Using limited roving sensors to monitor bridge subjected to random traffic load

Abstract

The development of operational modal analysis (OMA) techniques has enabled the monitoring of large civil engineering structures, such as long-span bridges and high-rise buildings. However, implementing these techniques in real-world testing sites with limited resources remains a challenge. This study introduces a novel approach to obtain the modal characteristics of a box girder bridge in a more cost-effective and simplified manner, with experiments performed in a gap of more than 4 years (Years: 2018 and 2023). The study proposes two output-only frequency domain system identification techniques, namely roving reference normalized power spectrum and roving reference frequency domain decomposition, as part of the OMA-based approach. These techniques involve measuring responses from a pair of roving accelerometers. The collected vibration data records the concrete bridge's response to various external factors, including vehicular traffic on the carriageway, pedestrian movement, river flow, and wind. Despite weak environmental excitations and sensor noise, the findings suggest that accurate modal properties can still be extracted.

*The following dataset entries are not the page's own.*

PR #4792, opened 2026-06-08
fix(swap): granular "trading temporarily halted" error (#4749)

### LINKED ISSUE #4749: Swap: show granular "Trading temporarily halted" instead of generic "Swap route not available"
## What
When a swap pair fails because the destination chain is **halted upstream** (THORChain/MAYAChain trading pause), the form shows the same generic "Swap route not available" as a genuinely unsupported pair. Users can't tell *temporarily paused, retry later* from *this pair will never work*.

## Repro
ETH → ZEC today: MAYAChain has ZEC trading paused (`inbound_addresses` ZEC `halted=true, chain_trading_paused=true`; Maya quote returns `"failed to simulate swap: trading is halted, can't process swap"`). App shows "Swap route not available."

## Where (Android)
- `data/src/main/kotlin/com/vultisig/wallet/data/api/errors/SwapException.kt:62` — `contains("trading is halted") -> SwapRouteNotAvailable(error)` collapses the halt into the generic route error.
- `app/src/main/java/com/vultisig/wallet/ui/models/swap/SwapQuoteManager.kt:879` — `SwapRouteNotAvailable -> R.string.swap_route_not_available`.

## Suggested fix
Add a distinct `SwapException.TradingHalted` (mapped from `"trading is halted"` / `"trading halted"`), surface a new localized string e.g. *"Trading for this asset is temporarily halted. Try again later."*, and rank it as transient (it's recoverable) in `swapFailurePriority`.

## Notes
- Enhancement / copy-clarity, not a funds bug. Root cause is upstream halt; app behaviour is otherwise correct.
- Cross-platform: companion issues filed on iOS + Windows.
- Platform: Android.

aminsato:
## What

When a swap pair fails because the destination chain is **halted upstream** (THORChain/MAYAChain trading pause), the form showed the same generic *"Swap route not available"* as a genuinely unsupported pair. Users couldn't tell *temporarily paused, retry later* from *this pair will never work*.

Closes #4749.

## Changes

- **`SwapException`**: new `TradingHalted` type; `"trading is halted"` (and the `"trading halted"` variant) now map to it instead of `SwapRouteNotAvailable`.
- **`SwapQuoteManager`**: maps `TradingHalted` to a new localized string, and ranks it as **transient/recoverable** in `swapFailurePriority` (same bucket as timeout/rate-limit) so the informative halt message wins over a generic route error when providers disagree.
- **Strings**: added `swap_error_trading_halted` — *"Trading for this asset is temporarily halted. Try again later."* — across all 10 locales, using each locale's established retry phrasing.
- **Tests**: updated the now-incorrect `trading halted → SwapRouteNotAvailable` case and added coverage for the variant plus the real-world Maya message `failed to simulate swap: trading is halted, can't process swap`.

The two proposed OMA approaches yielded five mode shapes and modal frequencies with closely matching results. When these experimental findings are compared with the numerical results, they exhibit a notable level of consistency. The paper identifies the dynamic characteristics of bridge structures from ambient vibration responses using only two accelerometers with two-point roving technique. This is especially important in real-world testing sites where data are inevitably noisy, unlike in laboratory environments. Additionally, it significantly reduces the cost of the bridge health monitoring.